Social Democrats TD Holly Cairns questioned by State ethics watchdog over donation

A Social Democrats TD was contacted by the State ethics watchdog about a donation that appeared to be over the legal limit.

ut Holly Cairns said the single payment came from two different people, so it wasn’t necessary to declare it.

Her party has accused Fine Gael’s Paschal Donohoe of “reverse engineering” his donations to stay within the law.

Ms Cairns also says she knows the identity of the donors who gave money to her who were listed as “Anonymous” on an online donations website.

The Cork South-West TD’s victory, at the expense of Fine Gael in a party heartland, in the 2020 general election was one of the most spectacular results of recent decades.
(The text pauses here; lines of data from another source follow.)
PR #2670, opened 2022-10-01
UI airlock review requests

jjgriff93:
# Resolves #9325

## What is being addressed

This adds the ability to create an airlock review in the UI as well as view reviews on a request.

## How is this addressed

- Added submit review api method
- Ui display for approval/rejection
- Support for local debugging of UI alongside local API (CORS)
- Fix for UX App Registration not allowing local UI debugging out of the box


api_app/core/config.py
```diff
@@ -7,6 +7,7 @@
 API_PREFIX = "/api"
 PROJECT_NAME: str = config("PROJECT_NAME", default="Azure TRE API")
 DEBUG: bool = config("DEBUG", cast=bool, default=False)
+ENABLE_LOCAL_DEBUGGING: bool = config("ENABLE_LOCAL_DEBUGGING", cast=bool, default=False)
```
tamirkamara, line 10: Historically the API used `DEBUG` as the setting for debug mode. Have you reviewed that? I think we should try not to introduce a new setting and/or rename the existing one.

jjgriff93: Yes I'm aware - I'm re-using this setting because the global DEBUG setting isn't enabled by default even when you're locally developing and you may not want to just to add CORS, whereas if you've prepared your local API for debugging the ENABLE_LOCAL_DEBUGGING setting will be set already so there'll be no extra actions for someone to perform

damoodamoo (approved):
nice work - i've had a side branch with the CORS stuff + local debugging too, but never managed to actually PR it, great to get it in.

api_app/core/config.py
tamirkamara: @jjgriff93 I don't think this is true - I personally have used the DEBUG flag many times and it's globally set up.
As documented in the .env.sample file:
```
# Used by the API and Resource processor application to change log level
# DEBUG=true
```
Granted the text isn't the one that will note this also changes the CORS but it's what's used in the app.

ENABLE_LOCAL_DEBUGGING looks like, and is in fact related to deployment and azure resources:
```
# This setting will enable your local machine to be able to
# communicate with Service Bus and Cosmos. It will also allow deploying
# the base workspace.
# ENABLE_LOCAL_DEBUGGING=true
```

damoodamoo: aren't they different things? `DEBUG` is for boosting the log level, but `ENABLE_LOCAL_DEBUGGING` is all about allowing communication between your dev machine and the cloud resources. I think the `ENABLE_LOCAL_DEBUGGING` makes most sense here.

jjgriff93: Exactly what David says - enable_local_debugging is intended for when you wish to debug locally, thus you’ll need CORS support to do so with the UI - whereas DEBUG is concerned with the log level. I think it’s cleaner to add this additional config setting and not expect users to have to enable two env vars instead of just the one

tamirkamara: IIRC it's true it's mostly about the log (although the var name doesn't note that) but also there're paths of code that use it, I think something about TLS verification and Cosmos DB.

All I'm saying is that as a person who knows different parts of the system `ENABLE_LOCAL_DEBUGGING` isn't something I associate with the API (or the RP) as it's an infra var. It's just not clear and if we build more logic on it, we should make it...
As one that spend hours recently changing docs, env var names, etc. since users where confused I think this is confusing.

Under the law, any donations above €600 from an individual have to be declared. Ms Cairns raised nearly €14,000 from three crowdfunding donations appeals for her successful local and general election campaigns in 2019 and 2020.
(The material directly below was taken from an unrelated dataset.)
PR #2671, opened 2022-10-01
support template version patching

### LINKED ISSUE #1744: Define mechanism for updating template version, and hence infrastructure of deployed workspaces, workspaces services and user resources

guybartal:
# Resolves #1744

She used online donations website GoFundMe, which is commonly used for fundraising. The push before the general election brought in just short of €8,500. Among these donations was a single payment for €800, made by credit card, which is above the €600 limit for disclosure.

Along with every other TD, Ms Cairns submitted a donations statement for 2020, the year of the general election, in January 2021. She stated she had not received any donations over €600. But six months later the Standards In Public Office (Sipo) queried why Ms Cairns had not declared the €800.
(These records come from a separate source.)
PR #2673, opened 2022-10-02
Stop using `upgrade` in terraform init calls

### LINKED ISSUE #2672: Terraform "Failed to marshal state to json"
**Describe the bug**

When trying to upgrade an older TRE release to a newer one this errors occur.

Examples:

*** Migrating TF Resources ***
Failed to marshal state to json: schema version 3 for random_password.password in state does not match version 2 from the providermake: *** [/home/vscode/AzureTRE/Makefile:103: deploy-core] Error 1

*** Migrating TF Resources ***
Failed to marshal state to json: unsupported attribute "method"make: *** [/home/vscode/AzureTRE/Makefile:103: deploy-core] Error 1

*** Migrating TF Resources ***
Failed to marshal state to json: schema version 0 for azurerm_servicebus_namespace_network_rule_set.servicebus_network_rule_set in state does not match version 1 from the providermake: *** [/home/vscode/AzureTRE/Makefile:103: deploy-core] Error 1

tamirkamara:
# Resolves #2672 

## What is being addressed

Unmarshal terraform errors in `migrate.sh`.
This is a result of providers being upgraded and their schema changes. This is usually handled by `terraform apply` but we call other commands in the migrate script before the apply which might produce an error.

## How is this addressed

- Call `terraform refresh` before we call `show` to sort out any schema changes
- Upgrade all providers in core to their latest version (apart from azurerm). The reason is we didn't have all listed in `required_providers` block until recently and some deployments might see providers version move backward when then upgrade to the latest AzureTRE (mostly the random provider).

“It was clarified to Sipo, who have accepted the explanation that it was a combined donation of €400 from two individuals from that family – this was covered in the general election returns,” her office said in response to queries from the Irish Independent.

However, there was no mention of this payment in any general election returns. The €800 donation was listed as coming from “Family Lidholm”, but was just one payment.

“The €800 donation was actually a 2 x €400 donation. It didn’t breach the €600 donation threshold for an individual and therefore didn’t have to be declared on the donation statement. Sipo queried this with Holly in July 2021 and were satisfied with the clarification that it was a donation of €400 from two individuals from the same family,” her office clarified.

It is not clear why Sipo contacted Ms Cairns in the summer of 2021 about this payment because the report on the donations was not published until December 2021. The Standards Commission says it cannot comment “regarding individual cases of compliance”.

During the controversy over Public Expenditure Minister Paschal Donohoe’s failure to declare donations for hanging election posters in 2016, Social Democrats co-leader Róisín Shortall accused him of manipulating the figures to avoid admitting breaches of the law. Ms Shortall said: “We see all the signs of reverse engineering of the figures in order to fit in with the spending and donations limits.”

Anonymous donations exceeding €100 cannot be accepted under the law. Across her three fundraisers, Ms Cairns received donations from five individuals who did not provide their names publicly and were listed as “Anonymous”.

Ms Cairns says she knows the identity of these individuals and “they are not anonymous – merely the names are not publicly viewable on the platform”.

“We are not providing the names of those who are recorded as anonymous on the GoFundMe. The names and all records are available to Sipo should they decide to review them,” Ms Cairns’s office said.

Before the general election, Sipo made the rules on donations clear to candidates, telling them they were responsible for ensuring that donations accepted were not prohibited.

“This is particularly important where donations are received online. Where a candidate is accepting donations through a website, he/she must be able to properly identify the source of the donation and ensure the donation is not prohibited,” the guidelines say.